Lyan Verwimp,Jerome R. Bellegarda
DOI: https://doi.org/10.48550/arXiv.1909.04130
2019-09-10
Abstract:Natural language processing (NLP) tasks tend to suffer from a paucity of suitably annotated training data, hence the recent success of transfer learning across a wide variety of them. The typical recipe involves: (i) training a deep, possibly bidirectional, neural network with an objective related to language modeling, for which training data is plentiful; and (ii) using the trained network to derive contextual representations that are far richer than standard linear word embeddings such as word2vec, and thus result in important gains. In this work, we wonder whether the opposite perspective is also true: can contextual representations trained for different NLP tasks improve language modeling itself? Since language models (LMs) are predominantly locally optimized, other NLP tasks may help them make better predictions based on the entire semantic fabric of a document. We test the performance of several types of pre-trained embeddings in neural LMs, and we investigate whether it is possible to make the LM more aware of global semantic information through embeddings pre-trained with a domain classification model. Initial experiments suggest that as long as the proper objective criterion is used during training, pre-trained embeddings are likely to be beneficial for neural language modeling.
Computation and Language
What problem does this paper attempt to address?
The problem that this paper attempts to solve is: Can the contextual representations trained for different natural language processing (NLP) tasks be used to improve the language model (LM) itself?

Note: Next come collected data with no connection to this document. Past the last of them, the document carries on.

PR #2744, opened 2026-05-27
signal: remove SIGURG from default-ignore list

badoriie:
## Problem

`SIGURG` is currently in iSH's default-ignore list in `kernel/signal.c`:

```c
case SIGURG_: case SIGCONT_: case SIGCHLD_:
case SIGIO_: case SIGWINCH_:
    return SIGNAL_IGNORE;
```

**Go 1.14+** uses `SIGURG` to implement asynchronous goroutine preemption (`runtime/signal_unix.go`). When a Go program calls `signal.Notify` or the runtime installs its own `SIGURG` handler via `runtime_sigInstall`, iSH's default-ignore classification prevents proper handler registration.

The result is a hard crash on startup:
```
fatal: bad g in signal handler
```

The workaround is to set `GODEBUG=asyncpreemptoff=1` before launch, which disables Go's async preemption entirely — a significant runtime regression.

## Fix

Remove `SIGURG_` from the ignore list. Its POSIX default disposition is already "ignored" for processes that haven't installed a handler, so removing it from this list has no effect on programs that don't use `SIGURG`. It only allows programs like Go to successfully install their own handler.

```c
// Before
case SIGURG_: case SIGCONT_: case SIGCHLD_:

// After
case SIGCONT_: case SIGCHLD_:
```

## Impact

- Go 1.14+ programs start without `GODEBUG=asyncpreemptoff=1`
- No behavioural change for programs that don't use `SIGURG`
- Tested with [Conduit](https://github.com/Psiphon-Inc/conduit) on iSH (Alpine Linux, iPhone)

### DIFF
--- a/kernel/signal.c
+++ b/kernel/signal.c
@@ -38,7 +38,7 @@ static int signal_action(struct sighand *sighand, int sig) {
     }
 
     switch (sig) {
-        case SIGURG_: case SIGCONT_: case SIGCHLD_:
+        case SIGCONT_: case SIGCHLD_:
         case SIGIO_: case SIGWINCH_:
             return SIGNAL_IGNORE;
 


emkey1:
I tested this one hoping to corroborate it, but the measurements point the other way, so passing them along rather than sitting on them.

**Master already behaves correctly, and this patch changes it to something Linux does not do.**

`signal_action()` checks the installed disposition *before* reaching that switch:

```c
static int signal_action(struct sighand *sighand, int sig) {
    if (signal_is_blockable(sig)) {
        struct sigaction_ *action = &sighand->action[sig];
        if (action->handler == SIG_IGN_)
            return SIGNAL_IGNORE;
        if (action->handler != SIG_DFL_)
            return SIGNAL_CALL_HANDLER;    // installed handler wins here
    }
    switch (sig) {
        case SIGURG_: ... return SIGNAL_IGNORE;   // only reached for SIG_DFL
```

So the list only sets the **default** action. A process that installs a SIGURG handler — which is what the Go runtime does for async preemption — returns at `SIGNAL_CALL_HANDLER` and never reaches the switch.

And per `signal(7)`, SIGURG's default action **is** Ign, so the entry is correct as written.

Measured with one static i386 binary run three ways — it installs a handler and raises SIGURG, then forks a child that resets to `SIG_DFL` and raises it again:

| | installed handler runs | default-disposition SIGURG |
|---|---|---|
| real Linux | yes | ignored, child exits 42 |
| upstream master | yes | ignored, child exits 42 |
| master + this PR | yes | **child killed by signal 23** |

Master matches Linux exactly on both. With the patch, a default-disposition SIGURG kills the process, which no Linux program expects — and it does not change the installed-handler case at all, which is the one Go depends on.

If Go's preemption really is misbehaving under iSH, the cause looks like it is somewhere else — signal delivery to a blocked thread, or restart semantics, rather than the disposition table. Happy to help chase it with the same setup if you have a Go reproducer; I have a real-Intel Linux box wired up for exactly this kind of A/B.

Specifically, the author explores transferring the knowledge of other NLP tasks into the language model through pre - trained embeddings to enhance its ability to perceive global semantic information, thereby improving the performance of the language model. Since language models are usually mainly optimized for local prediction, introducing other NLP tasks may help the model make better predictions based on the overall semantic structure of the document. The paper mentions that although language models can learn rich local context information when trained on a large amount of data, they may overlook global semantic information. For example, when predicting specific content words, if only relying on the local context, it may be impossible to accurately predict certain words (such as "hurricane"), because the appearance of these words requires considering the overall background of the text. Therefore, the author proposes a method of "reverse transfer learning", that is, transferring knowledge from other NLP tasks to the language model to make up for the deficiency of the language model in this regard. To verify this hypothesis, the author experimented with several types of pre - trained embeddings, including embeddings trained based on local context (such as word2vec) and embeddings aimed at capturing global semantic information (such as embeddings trained through domain classification models). The experimental results show that when the pre - trained task is closely related to the target task, the pre - trained embeddings can more effectively improve the performance of the language model. In particular, embeddings trained with a bidirectional language model can also significantly reduce perplexity on smaller data sets, indicating that even with a limited amount of data, appropriate pre - training can effectively improve the performance of the language model.